If we also let $y^{(0)}=x^x$ and $z^{(0)}=ln(x)$ then we can see that $g^{(0)}=y^{(0)}z^{(0)}$ . Furthermore, we can find the first derivative of $y^{(0)}$ by again taking the natural log on both sides and using the chain rule.
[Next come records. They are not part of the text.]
PR #427, opened 2025-02-18
Fix: importance_sampling=None produces error

aphc14:
**Fix handling of `importance_sampling="none"` or `None` option**

**Changes**
- Modified the handling of importance sampling parameter to treat `"none"` and `None` consistently
- Updated function signatures and documentation to clarify the importance sampling options

**Added/Modified Tests**
- When importance sampling is disabled (None), samples retain shape `(num_paths, num_draws_per_path, N)` (where `N` are the number of model parameters)
- Other importance sampling methods return samples of shape `(num_draws, N)`
- Tighten `np.testing.assert_allclose` tolerance as increasing `jitter` brings parameter estimates closer to the reference value

### DIFF
--- a/pymc_extras/inference/pathfinder/pathfinder.py
+++ b/pymc_extras/inference/pathfinder/pathfinder.py
@@ -156,7 +156,7 @@ def convert_flat_trace_to_idata(
     postprocessing_backend: Literal["cpu", "gpu"] = "cpu",
     inference_backend: Literal["pymc", "blackjax"] = "pymc",
     model: Model | None = None,
-    importance_sampling: Literal["psis", "psir", "identity", "none"] = "psis",
+    importance_sampling: Literal["psis", "psir", "identity"] | None = "psis",
 ) -> az.InferenceData:
     """convert flattened samples to arviz InferenceData format.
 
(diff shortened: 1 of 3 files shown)


pymc_extras/inference/pathfinder/pathfinder.py
```diff
@@ -1690,6 +1697,16 @@ def fit_pathfinder(
     """
 
     model = modelcontext(model)
+
+    valid_importance_sampling = {"psis", "psir", "identity", None}
+
+    if importance_sampling is not None:
+        importance_sampling = importance_sampling.lower()
+        importance_sampling = None if importance_sampling == "none" else importance_sampling
```
fonnesbeck, line 1705: I thought you had globally removed the use of "none"?

aphc14: Good point. I thought about allowing a string for `None` as `"none"` to keep it consistent with the other `importance_sampling` options (i.e., `"psis"`, `"psir"`, `"identity"`). Come to think of it, `None` would be consistent with Python APIs in general with mixed argument types (`str | None`, `int | None`, etc).

I'll send another commit to remove the use of "none".

zaxtax:
Is this good to merge?

aphc14:
Yes I believe so. @fonnesbeck  ?

zaxtax:
I just went ahead and merged this. Thanks @aphc14 !

aphc14:
Thanks @zaxtax !

PR #434, opened 2025-03-15
Make index check on statespace data less strict

### LINKED ISSUE #384: Check on Index of data too strict in `statespace`
As discussed with @jessegrabowski , the `statespace` module has a check on indices of passed observed data that seems to strict: if you pass an integer Index, it will not accept it because it's technically not a RangeIndex:
```python
a = pd.DataFrame(
    index=np.arange(8), columns=["A", "B", "C", "D"], data=np.arange(32).reshape(8, 4)
)

mod = st.LevelTrendComponent(order=2, innovations_order=[0, 1])
ss_mod = mod.build(name="a")

initial_trend_dims, sigma_trend_dims, P0_dims = (
    ss_mod.param_dims.values()
)
coords = ss_mod.coords

with pm.Model(coords=coords) as model_1:
    P0_diag = pm.Gamma("P0_diag", alpha=5, beta=5)
    P0 = pm.Deterministic("P0", pyt.eye(ss_mod.k_states) * P0_diag, dims=P0_dims)

    initial_trend = pm.Normal("initial_trend", dims=initial_trend_dims)
    sigma_trend = pm.Gamma("sigma_trend", alpha=2, beta=50, dims=sigma_trend_dims)

    ss_mod.build_statespace_graph(
        a["A"],
        mode="JAX",
    )
IndexError: Expected pd.DatetimeIndex or pd.RangeIndex on data, found <class 'pandas.core.indexes.base.Index'>
```
Maybe the check can be relaxed to non-consecutive integer index?
Also note that even if casting the index above to RangeIndex, the model will throw a warning about not finding a TimeIndex in the data, which I think is expected if you have a RandeIndex already.

jessegrabowski:
Closes #384 

I was assuming that any pandas index of integers was a `RangeIndex`; this will now accept anything. 

One issue is that if the index has holes (like the index goes 0, 1, 3, 4, ...), it will just be totally ignored, and internally we'll treat it *as though* it was continuous. I might be able to check for this, but it might also be the type of thing that you have to trust users to do the right thing with. Open to suggestions.

### DIFF
--- a/pymc_extras/statespace/utils/data_tools.py
+++ b/pymc_extras/statespace/utils/data_tools.py
@@ -114,9 +114,6 @@ def preprocess_pandas_data(data, n_obs, obs_coords=None, check_column_names=Fals
         if not np.issubdtype(index.dtype, np.integer):
             raise IndexError("Provided index is not an integer index.")
 
-        if not index.is_monotonic_increasing:
-            raise IndexError("Provided index is not monotonic increasing.")
-
         index_diff = index.to_series().diff().dropna().values
         if not (index_diff == 1).all():
             raise IndexError("Provided index is not monotonic increasing.")
--- a/pymc_extras/statespace/utils/data_tools.py
+++ b/pymc_extras/statespace/utils/data_tools.py
@@ -87,18 +87,18 @@ def preprocess_pandas_data(data, n_obs, obs_coords=None, check_column_names=Fals
     col_names = data.columns
     _validate_data_shape(data.shape, n_obs, obs_coords, check_column_names, col_names)
 
-    if isinstance(data.index, pd.RangeIndex):
-        if obs_coords is not None:
-            warnings.warn(NO_TIME_INDEX_WARNING)
-        return preprocess_numpy_data(data.values, n_obs, obs_coords)
-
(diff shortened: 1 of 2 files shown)


ricardoV94:
For the holes can you check if `len = (max - min + 1)`?

AlexAndorra (changes requested):
Thanks @jessegrabowski ! Looks good, modulo Ricardo's comment.

> One issue is that if the index has holes (like the index goes 0, 1, 3, 4, ...), it will just be totally ignored, and internally we'll treat it as though it was continuous. I might be able to check for this, but it might also be the type of thing that you have to trust users to do the right thing with. Open to suggestions.

Should we error out and tell users they should pass in the missing data points so that they are inferred? Or at least display a warning that highlights that with this behavior, all data points are assumed to be linearly spaced?

jessegrabowski:
The thing already warns pretty aggressively, so I'm not really inclined to go that route (if anything I think we should go the other way and remove some of the useless warnings).

I don't have a good sense of whether an index `[1, 2, 3, 5]` is a valid time series index. What to do hinges on the answer to that question.

ricardoV94 (approved):

PR #437, opened 2025-03-21
Fix bug in fit_laplace when model has exactly one variable

jessegrabowski:
When a mean vector has exactly one element, `scipy.stats.multivariate_normal.rvs` squeezes the leading dimension, which was causing errors in `fit_laplace` for models with exactly one parameter.

This PR patches the behavior by adding a check for this corner case.


fonnesbeck (approved):
LGTM

ricardoV94:
Why not use the numpy one that doesn't have that stupid squeeze behavior?

Issue #402, opened 2024-12-10
Split CI in more jobs


ricardoV94:
CI runtime is now approaching 45 minutes. Would be nice to split it so we get feedback faster

williambdean:
Splitting by file was an easy win

williambdean:
Yes, here is the first commit to do it

https://github.com/pymc-labs/pymc-marketing/commit/181b34885c86cee1902d375c04904dec77583f90

ricardoV94:
I thouht you tried something on this repo already

williambdean:
This repo meaning pymc-extras? No

hash-data:
Hey @ricardoV94  can I take it ? 
Thanks

Hashcode-Ankit:
Hey @ricardoV94  @williambdean  is someone working on it?

williambdean:
Good question. Any more iterations to do? @ricardoV94

ricardoV94:
Isn't this done?

PR #439, opened 2025-03-25
Split test suite by folder

williambdean:
Related to #402

### DIFF
--- a/.github/workflows/test.yml
+++ b/.github/workflows/test.yml
@@ -104,3 +104,12 @@ jobs:
           env_vars: TEST_SUBSET
           name: ${{ matrix.os }}
           fail_ci_if_error: false
+
+  all_tests:
+    if: ${{ always() }}
+    runs-on: ubuntu-latest
+    needs: [ ubuntu, windows ]
+    steps:
+      - name: Check build matrix status
+        if: ${{ needs.ubuntu.result != 'success' || needs.windows.result != 'success' }}
+        run: exit 1
--- a/.github/workflows/test.yml
+++ b/.github/workflows/test.yml
@@ -24,7 +24,7 @@ jobs:
           - tests/model
           - tests/statespace
           - tests/distributions
-          - tests --ignore tests/model --ignore tests/statespace --ignore tests/distributions 
+          - tests --ignore tests/model --ignore tests/statespace --ignore tests/distributions
       fail-fast: false
     runs-on: ${{ matrix.os }}
     env:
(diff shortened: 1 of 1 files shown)


williambdean:
Is half the run time ok?

ricardoV94 (approved):

ricardoV94:
Ah we need an all_tests job or something to make required on github

.github/workflows/test.yml
```diff
@@ -21,7 +21,12 @@ jobs:
...
         python-version: ["3.10"]
         test-subset:
-          - tests
+          - tests/model
+          - tests/statespace/test_statespace.py
+          - tests/statespace/test_kalman_filter.py
+          - tests/statespace --ignore tests/statespace/test_statespace.py --ignore tests/statespace/test_kalman_filter.py
+          - tests/distributions
+          - tests --ignore tests/model --ignore tests/statespace --ignore tests/distributions
       fail-fast: false
```
williambdean, line 30: Doesn't this make all run to completion? 

https://docs.github.com/en/actions/writing-workflows/choosing-what-your-workflow-does/running-variations-of-jobs-in-a-workflow#handling-failures

@ricardoV94

ricardoV94: I need a single job that I can add in the github UI as `required` for merging. You see the old ones that were in the system: 
image

I don't want to have to type all the test names that now exist, and even that would be outdated when we change the config.

ricardoV94: This is how it looks in PyMC: https://github.com/pymc-devs/pymc/blob/5db3779b11a1e1d663447a3a78a6f1213b740409/.github/workflows/tests.yml#L382-L394

williambdean: done

.github/workflows/test.yml
```diff
@@ -87,10 +97,19 @@ jobs:
...
           env_vars: TEST_SUBSET
           name: ${{ matrix.os }}
           fail_ci_if_error: false
+
+  all_tests:
+    if: ${{ always() }}
+    runs-on: ubuntu-latest
+    needs: [ ubuntu, windows ]
+    steps:
+      - name: Check build matrix status
```
ricardoV94, line 113: I don't know why we use this name elsewhere doesn't make any sense

williambdean: Wht do you recommend. Make a suggestion

ricardoV94: Check all tests pass

williambdean: Done

williambdean:
Was this good to go?

PR #441, opened 2025-03-27
Allow closed form marginalization

ricardoV94:
This PR adds base functionality to expand `marginalize` to handle closed form cases.

It refactored the workflow so that when you call `pm.marginalize` we partition the graph into abstract `MarginalRVs` that group the marginalized and dependent RVs together. This is a mere (hierarchical) graph partitioning. Rewrites are then needed to try to find suitable options for the marginalized subgraphs. The cases that were supported before with enumeration still are, and I added an example of a Normal(Normal) with the inner one being marginalized.

I am not completly sure I want to proceed with the current approach. Delaying the rewrites until the logp is called doesn't give immediate feedback to the user. Perhaps better not to mix this with the logp derivation rewrites?

It's also cumbersome to work with nested marginalized RVs, because we don't have a great mechanism to trigger rewrites inside inner graphs, although we could implement such a graph rewriter.

I tried one another appproach that worked with tagging Ops that did the same task of partitioning the graph, but it became a mess when mixed with the other logprob rewrites. Maybe another hint that it's best to do these two things separately?

### DIFF
--- a/pymc_extras/model/marginal/__init__.py
+++ b/pymc_extras/model/marginal/__init__.py
@@ -1,0 +1,1 @@
+import pymc_extras.model.marginal.rewrites  # Need import to register rewrites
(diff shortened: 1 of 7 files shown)


ricardoV94:
Closed in favor of #688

Thus $ln(y^{(0)})=ln(x^x)=xln(x)$ . i.e. $\frac{y^{(1)}}{y^{(0)}}=\frac{d}{dx}xln(x)=x×\frac{1}{x}+ln(x)=1+z^{(0)}$ , i.e. $y^{(1)}=y^{(0)}(1+z^{(0)})$

So we can see that all of the derivatives of $f^{(0)}$ are dependent on higher derivatives and derivatives of $z^{(0)}$ . So the first 7 derivatives of $z^{(0)}$ are $z^{(0)}=ln(x)$ , $z^{(1)}=\frac{1}{x}$ , $z^{(2)}=-\frac{1}{x^2}$ , $z^{(3)}=\frac{2}{x^3}$ , $z^{(4)}=-\frac{6}{x^4}$ , $z^{(5)}=\frac{24}{x^5}$ , $z^{(6)}=-\frac{120}{x^6}$ and $z^{(7)}=\frac{720}{x^7}$ .

And letting $x=1$ gives $z^{(0)}(1)=0$ , $z^{(1)}(1)=1$ , $z^{(2)}(1)=-1$ , $z^{(3)}(1)=2$ , $z^{(4)}(1)=-6$ , $z^{(5)}(1)=24$ , $z^{(6)}(1)=-120$ and $z^{(7)}(1)=720$ .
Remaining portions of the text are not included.